For the purpose of a personal project, I am encapsulating access to  some Machine Learning stuff on a server through actions that will query databases and models to spit out useful data for an app to use.

I'll simplify for the purpose of this post, but I need to call an action that takes a score (or a level) and responds with a user that is "close enough" to be a good partner:

struct MatchData : Codable {
  let name : String
  let level : Int
  let bridgeID : UUID?
}

My action is called match/player, and my call in the code looks like this:

do {
  try WLAppDelegate.shared.whisk.invokeAction(
    qualifiedName: "match/player", 
    parameters: p as AnyObject, 
    hasResult: true, 
    callback: { (result, error) in
      if let error = error {
        // deal with it [1]
      } else if let r = result?["result"] as? [String:Any] {
        // deal with it [2]
      } else if let aid = result?["activationId"] as? String {
        // deal with it [3]
      }
    })
} catch {
  // deal with it [4]
}

A little bit of explanation might be required at this point:

  • [1] is where you would deal with an error that's either internal to OW or your action
  • [2] is the probably standard case. Your action has run, and the result is available
  • [3] is a mechanism that's specific to long running actions: if it takes too long to spool your action up, run it and get the result back, OW will not block you for too long, and give you an ID to query later for the result when it is available. Timeouts both for responding and for a maximum action running time can be tweaked in OW's configuration. Your app logic should accomodate for that, which you are doing already anyways because you don't always have connectivity, right?
  • [4] is about iOS side errors, like networking issues, certificate issues and the like

That Whole JSON/Dictionary/Codable Thing

So, OW deals with JSONs, which are fine-ish when you have a ton of processing power and don't mind wasting cycles looking up keys and values. The iOS client translates them to [String:Any] dictionaries which are a little bit better but not that much.
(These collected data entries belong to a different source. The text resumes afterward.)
PR #1760, opened 2025-03-28
fix: Modal UI broken in mobile/tablet browser widths

### LINKED ISSUE #1759: Text boxes in modals don't function in mobile/tablet width
### Platform

MacOS 14.7.1 1rm64

### Browser

Firefox 135.0, Chrome 134.0.6998.118

### Addon version

v1.0.8

### Details

When opened from the mobile/tablet sidebar, the text input boxes in e.g. Tag Replacer and Mass Privater can't be interacted with.

I assume something must have changed to make this the case, because surely we would have noticed this before now if not (????)

Probably the same fix as https://github.com/new-xkit/XKit/pull/2101.

marcustyphoon:
### Description

Just as in https://github.com/new-xkit/XKit/pull/2101, this fixes an issue where Tumblr's code would steal focus from and break form input elements in our modal overlay UI because it was trying to prioritize its own. In this case, it was when something like Tag Replacer or Mass Deleter/Privater/Unliker was opened from the sidebar menu where they are in mobile device/tablet viewport widths.

Resolves #1759.

Thanks to Gideon on the New XKit discord for reporting this!

### Testing steps

- Confirm that Tag Replacer/Mass [whatever] features work in <990px and <540px viewport widths.

### DIFF
--- a/src/utils/modals.js
+++ b/src/utils/modals.js
@@ -17,7 +17,10 @@ export const showModal = ({ title, message = [], buttons = [] }) => {
     id: 'xkit-modal',
     tabindex: '-1',
     role: 'dialog',
-    'aria-modal': 'true'
+    'aria-modal': 'true',
+
+    // prevents Tumblr's trapFocusInsideGlass function from stealing focus when opened from mobile drawer
+    'data-skip-glass-focus-trap': ''
   }, null, [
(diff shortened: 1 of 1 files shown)


AprilSylph (approved):

AprilSylph:
I should be able to do some more reviews and get a release out this weekend.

In my code I don't really want to deal with missing keys or type mismatches, so I map the result as fast as I can to the actual struct/class:

if let r = result?["result"] as? [String:Any], let d = try? DictionaryCoding().decode(MatchData.self, from: r) {
  // yay I have d.name, d.level and d.bridgeID 
  // instead of those pesky dictionaries
}

Of course, the downside is that decoders are called twice but:

  • DictionaryCoding is blistering fast
  • As long as I pass this object around, I will never have to check keys and values again, which is a huge boost in performance

Why?

My front facing actions are all written in swift, using the same Codable structures as the ones I expect in the app. That way, I can focus on the logic rather than route and coding shenanigans. OpenWhisk scales with activity from the app, and the app doesn't need a complicated networking layer.

My backend actions responsible for all the heavy lifting are written in whatever I need for that task. Python/TensorFlow, for me, but your mileage may vary.